耳鳴りは実際に音がしているわけではないのに、脳で音を知覚する疾患です。継続的な耳鳴りや断続的な耳鳴りもありますが、重症になると日常生活に支障をきたすケースもあります。西洋医学では耳鳴りの原因が明らかにされておらず、「耳鳴りを受け入れなければならない」と言われることもあります。医者のこうした発言は孤独感や絶望感をもたらしかねません。

原因

ヴァータが増悪する原因と耳鳴りの原因は共通しています。睡眠不足、不安感の高まりによる神経の疲れ、絶え間ないおしゃべり、過剰な断食、過剰な運動、ショックな出来事、悲しみ、恐怖感、消化不良、苦い物の食べ過ぎなどが耳鳴りの原因となります。

アーユルヴェーダの見方

アーユルヴェーダによると、耳鳴りはプラーナヴァータの増悪による症状です。プラーナヴァータは脳を首座とするヴァータのサブドーシャであり、脳の高次な機能を司っています。ほかのドーシャによって妨げられたヴァータが音を運搬する体内チャネルを阻害することが、耳鳴りの原因と考えられています。

ヴァータは血液循環、消化作用、感覚器官の機能など、体のなかの動きを司っています。ヴァータは空(くう)と空気の要素から成り立っています。ヴァータが増悪すると、空気の要素が体内で増悪し、動きの機能を阻害します。これが脳や神経系への圧力、感覚器官の乾燥、耳鳴り、不眠、頭皮の乾燥、皮膚の乾燥、不安定感、不安感などの不調をもたらします。

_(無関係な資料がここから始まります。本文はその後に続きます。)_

PR #441, opened 2021-05-13
Fix local activity retry max attempts being off by two

Sushisource:
## What was changed
Two different bugs contributed to this:
* Local activity attempts start at 0
* Max attempts check was exclusive rather than inclusive

## Why?
Local activities retried more times than they should've been

## Checklist

1. Closes issue: 

2. How was this tested:

3. Any docs updates needed?

### DIFF
--- a/internal/internal_task_handlers_test.go
+++ b/internal/internal_task_handlers_test.go
@@ -1255,10 +1255,12 @@ func (t *TaskHandlersTestSuite) TestLocalActivityRetry_WorkflowTaskHeartbeatFail
 	workflowTaskStartedEvent := createTestEventWorkflowTaskStarted(3)
 	now := time.Now()
 	workflowTaskStartedEvent.EventTime = &now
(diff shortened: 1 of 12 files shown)


internal/internal_task_handlers_test.go
```diff
@@ -1255,10 +1255,12 @@ func (t *TaskHandlersTestSuite) TestLocalActivityRetry_WorkflowTaskHeartbeatFail
 	workflowTaskStartedEvent := createTestEventWorkflowTaskStarted(3)
 	now := time.Now()
 	workflowTaskStartedEvent.EventTime = &now
+	// Task timeout must be larger than local activity retry backoff
+	wftTimeout := 2 * time.Second
```
mfateev, line 1259: I'm not sure I understand the change. It should work with the task timeout being shorter due to task heartbeat.

mfateev (approved):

耳鳴りはヴァータのアンバランスによって起きる症状です。アーユルヴェーダによると、ヴァータ体質の人は高音、ピッタ体質の人は中音、カファ体質の人は低音の耳鳴りを感じると言われています。

ホームレメディー

  • 一握りのバジルの葉をつぶしてペースト状にする。絞り汁をとる。ぬるい温度になるまで温める。2滴を耳に入れる。毎日2回行う。
  • 玉ねぎをすりおろし、絞り汁をとる。2滴を耳に入れる。
  • パイナップルを定期的に食べる。
  • 毎日アーモンドを7粒食べて、ホットミルクを飲む。
  • 温めた太白ごま油を数滴耳にたらす。